Messieurs Khalifa SALL et Karim WADE sont dans cette dernière situation. Le premier a été condamné à une peine d’emprisonnement de cinq (05) ans ferme assortie d’une amende de cinq (05) millions F CFA sans dommages et intérêts. Quant au second, il l’a été de six (06) ans de prison ferme et d’une amende de cent trente-huit (138) milliards F CFA.

Avec ces sanctions, ils perdent leur éligibilité conformément aux dispositions du code électoral, même s’ils ont bénéficié du « pardon présidentiel » à travers une grâce. C’est pour cela, que d’aucuns pensent que l’amnistie serait une voie indiquée pour les réhabiliter afin qu’ils puissent dignement mener des actions sur le terrain politique en participant à des élections.

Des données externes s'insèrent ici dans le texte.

PR #521, opened 2026-03-22
pe.options: added parse_resources option

prettyroseslover:
Sometimes it's great to have a choice to skip resource parsing. Therefore, I added `ParseOptions.parse_resources`. Also, I decided to add a couple of missing `with_` methods to `ParseOptions`.

### DIFF
--- a/src/pe/mod.rs
+++ b/src/pe/mod.rs
@@ -364,19 +364,18 @@ impl<'a> PE<'a> {
                 0
             };
 
-            if opts.parse_resources {
-                if let Some(&resource_table) = optional_header.data_directories.get_resource_table()
-                {
-                    let data = resource::ResourceData::parse_with_opts(
-                        bytes,
-                        resource_table,
-                        &sections,
-                        file_alignment,
-                        opts,
-                    )?;
-                    resource_data = Some(data);
-                    debug!("resource_data data: {:#?}", data.version_info);
-                }
+            if opts.parse_resources
+                && let Some(&resource_table) = optional_header.data_directories.get_resource_table()
+            {
+                let data = resource::ResourceData::parse_with_opts(
+                    bytes,
+                    resource_table,
+                    &sections,
+                    file_alignment,
+                    opts,
+                )?;
+                resource_data = Some(data);
+                debug!("resource_data data: {:#?}", data.version_info);
             }
 
             authenticode_excluded_sections = Some(authenticode::ExcludedSections::new(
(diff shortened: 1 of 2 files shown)


kkent030315:
Hi, thank you for the PR! Besides do you have any issues with the parser? Or, I guess is with some performance matters?😃

prettyroseslover:
No, I have encountered no issues with the parser, it's more for the performance + malware samples which may have some funky stuff with the resources, but I still want to parse everything apart from that!

m4b:
apologies, this has conflicts now, if you could rebase, I"ll re-review, assuming @kkent030315 thinks its good direction

kkent030315:
Yes I think so. In other words there's no much anything else we could do without breaking changes. This looks the right direction for me!

src/pe/mod.rs
```diff
@@ -364,16 +364,19 @@ impl<'a> PE<'a> {
...
-                    bytes,
-                    resource_table,
-                    &sections,
-                    file_alignment,
-                    opts,
-                )?;
-                resource_data = Some(data);
-                debug!("resource_data data: {:#?}", data.version_info);
+            if opts.parse_resources {
+                if let Some(&resource_table) = optional_header.data_directories.get_resource_table()
```
kkent030315, line 368: I believe we could do this to merge into one:
```suggestion
            if opts.parse_resources && let Some(&resource_table) = optional_header.data_directories.get_resource_table()
```

kkent030315 (approved):
Other than one minor LGTM. Thank you so much for the PR!

src/pe/mod.rs
prettyroseslover: Thanks for you feedback. However, I guess it won't be possible (check [CI tests](https://github.com/m4b/goblin/actions/runs/26086461790/job/76700713561) for this), as MSRV for goblin is 1.85 and the following statement was stabilized only in 1.88 I believe.

I did resolve the conflicts tho!

kkent030315: oh, sorry, that was on me. yes, you can keep this until we bump msrv at some point :)

prettyroseslover: I guess this conversation can be resolved and PR can be merged?

m4b (approved):
thank you!

m4b:
thanks for your patience!

m4b:
NB: backwards compatible

m4b:
released in 0.10.6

Toutefois, voter une loi d’amnistie en visant des délits économiques pour lesquels ils ont été condamnés manquerait de pertinence. En général, la mesure vise des crimes politiques, comme on peut le constater avec les lois d’amnistie de 1990 (crise casamançaise) et de 2005 (troubles post-électoraux de 1993). A cela, il convient d’ajouter que les décisions rendues à leur endroit ont été « écornées » par le comité des droits de l’homme de l’ONU et la cour de justice de la CEDEAO.

Je me plais à rappeler que dans son principe, l’amnistie est une mesure circonstancielle et exceptionnelle qui permet de jeter le voile sur des écorchures afin de contribuer à la restauration d’une certaine cohésion sociale. Lorsqu’elle est banalisée par un usage récurrent aux relents politiciens, elle peut conduire à un affadissement de la pratique qui n’est plus réservée aux grandes crises civiles.

Notre pays a plutôt besoin d’un jeu politique sain dans lequel les opposants sont libres de produire des idées pouvant participer à son développement économique et social au lieu d’être « réduits jusqu’à leur simple expression ».